You’re not going to like the result.

Superior Court Judge James Hardin Jr. ruled this week that Jones was improperly fired, and should recoup back pay and attorneys’ fees.  The judge concluded that although Jones’ actions—hanging and kicking— were not among the “training techniques” specifically approved by the Highway Patrol, they were no worse than methods The Highway Patrol did allow, such as whipping dogs, hitting them with sticks, and using choke collars and stun guns. “All of these training techniques are extremely harsh and well beyond what an owner of a typical ‘house’ pet would use to discipline or train a ‘family’ dog,” Hardin wrote.

Thus, he reasoned, it was unfair for Jones to be fired for his treatment of dogs when the other troopers regularly abused their dogs just as badly.

Here is the really amazing part: Judge Hardin’s ruling was correct, and is therefore a useful, if nauseating, example of when justice diverges from ethics.

The only reason Jones was fired was because the video embarrassed the state, and the governor got involved. Jones was scapegoated for an entire state organization engaged in animal cruelty as policy. His video exposed the ugly truth, the use of dogs in the Highway Patrol was suspended, and Jones was fired as part of the cover-up. Jones, animal abuser that he is, had a legitimate complaint. The same superiors who allowed a culture of animal abuse to fester fired him for being part of it.

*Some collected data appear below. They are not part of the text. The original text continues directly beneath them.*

PR #162, opened 2021-06-03
current values only

richardtief:
Activated option that only current statistic values should be reported, i.e. the statistic values that have not published a value during the last collection cycles will be skipped. This option will be configurable in the future.

### DIFF
--- a/tools/Vrops.py
+++ b/tools/Vrops.py
@@ -248,13 +248,19 @@ class Vrops:
     def _get_chunk(q, uuid_list, url, headers, keys, target, kind, collector, chunk_iteration):
         logger.debug(f'chunk: {chunk_iteration}')
 
+        # Indicates whether to report only "current" stat values, i.e. skip the stat-s that haven't published any value
+        # during recent collection cycles.
+        current_only = True
+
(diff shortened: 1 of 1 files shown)


tools/Vrops.py
```diff
@@ -248,13 +248,19 @@ def get_latest_stats_multiple(self, target: str, token: str, uuids: list, keys:
     def _get_chunk(q, uuid_list, url, headers, keys, target, kind, collector, chunk_iteration):
         logger.debug(f'chunk: {chunk_iteration}')
 
+        # Indicates whether to report only "current" stat values, i.e. skip the stat-s that haven't published any value
+        # during recent collection cycles.
+        current_only = True
```
viennaa, line 253: Are you planning to make this configureable?

richardtief: Yes

viennaa (approved):
Thanks for testing and implementing. Don't forget, to add the new configurable option later on.

richardtief:
Ok. Noted here: https://github.com/sapcc/vrops-exporter/issues/163

PR #170, opened 2021-07-28
Adding internal vCenter uuids

viennaa:
to have unique VMs for balancing we need unique ids. It can happen, that same OpenStack UUID and name occurs in the vcenter and there is no way for automated tooling to distinguish, which one is the correct VM. Therfore introducing the internal VMWare uuids of the vcenter.


richardtief (approved):
Thanks. Our structure can easily deliver the values later, if necessary. Nice.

Unfair. Illegal. Dishonest.

“Everybody does it” does not make unethical conduct ethical, but it is a legitimate defense when the “everybody” who “does it” tried to take your job away for doing the same thing. The judge didn’t say that the abuse was right. He said that it was unfair to fire an abuser from an animal abusing organization for abusing animals.

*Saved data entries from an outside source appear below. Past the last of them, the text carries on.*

PR #172, opened 2021-07-29
Fixing errors and solving inconsistent labels

richardtief:
- Description of alerts added
- Secured the setting of labels
- Without alert definitions the `AlertCollector` does not run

What the Highway Patrol did was kind of like firing someone from Al Qaeda for endangering civilians, or MSNBC fining Keith Olbermann for showing a liberal bias.

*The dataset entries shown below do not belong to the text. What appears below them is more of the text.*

PR #173, opened 2021-08-24
inventoryBuilder memory leak fix

viennaa:
See commit message for further insights

### DIFF
--- a/InventoryBuilder.py
+++ b/InventoryBuilder.py
@@ -221,8 +221,8 @@ class InventoryBuilder:
         vcenter = self.create_vcenter_objects(vrops, target, token)
         nsxt_adapter = self.create_nsxt_objects(vrops, target, token)
 
-        self.vcenter_dict[vrops_short_name] = vcenter
-        self.nsxt_dict[vrops_short_name] = nsxt_adapter
+        self.vcenter_dict[target] = vcenter
+        self.nsxt_dict[target] = nsxt_adapter
 
         if iteration == 1:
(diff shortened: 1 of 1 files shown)


InventoryBuilder.py
```diff
@@ -221,8 +221,8 @@ def query_vrops(self, target, vrops_short_name, iteration):
         vcenter = self.create_vcenter_objects(vrops, target, token)
         nsxt_adapter = self.create_nsxt_objects(vrops, target, token)
 
-        self.vcenter_dict[vrops] = vcenter
-        self.nsxt_dict[vrops] = nsxt_adapter
+        self.vcenter_dict[vrops_short_name] = vcenter
+        self.nsxt_dict[vrops_short_name] = nsxt_adapter
```
richardtief, line 225: I changed all `vrops` naming in that function previously to `target`. I missed to do it for those two lines. 

Here is the commit: https://github.com/sapcc/vrops-exporter/commit/89edf43ff205c1cafadefc99d90149280abfb65f#



So I would suggest to name it `target` here too.

richardtief (changes requested):

InventoryBuilder.py
richardtief: And thanks for catching this bug. Appreciated.

viennaa: Going with target. Next time you can add a suggestion :)

richardtief (commented):
Thanks!

richardtief (approved):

The appeal was narrowly confined to the issue of wrongful termination only. Should Jones be prosecuted for animal cruelty? Yes, but he can’t be: cruelty to police dogs is permitted in North Carolina. Should everyone involved in the culture of cruelty that made Jones untouchable be fired? Yes, but it will be hard to do.

I think it is clear that no state should want animal-abusing personnel in positions of power or carrying guns, because such individuals lack the judgment, compassion, and fairness to be worthy of trust. North Carolina had some work to do. Its Highway Patrol needs to be cleaned out. It is an ironic result: Charles Jones has a right to continue to work for a cruel, irresponsible police force, because he’s no more cruel than anyone else.  But the cruel, irresponsible organization he works for needs to start from scratch with officers who are better than Sgt. Jones.

At least the Highway Patrol doesn’t have dogs to torture any more.

Read more: http://www.charlotteobserver.com/2010/11/24/1862093/ruling-rehire-fired-k-9-state.html#ixzz16MeIo7jt

4 thoughts on “When the “Everybody Does It” Excuse Works: Police Dog Cruelty in North Carolina

  1. Pingback: Keeping Your Dog » Blog Archive » When the “Everybody Does It” Excuse Works: Police Dog Cruelty in …

  2. The FBI has as one of its clear profile elements the abuse and murder of animals as a prelude for for murder and serial killing of human beings.

    So.hurray, North Carolina! Part of the “new south.” I am more than relieved that I need not depend on the NC state police to protect me.

    Yesterday I saw on the news the story of a bomb sniffing dog that was partnered with a soldier in Afghanistan. When they happened upon some kind of land mine, the nearly mortally wounded dog crawled over to his human soldier partner and covered him with his own dog body to protect him. The poor dog was unsuccessful, but the family of the deceased soldier has taken in the dog, gotten him well, and realizes that that dog was the best friend their son ever had.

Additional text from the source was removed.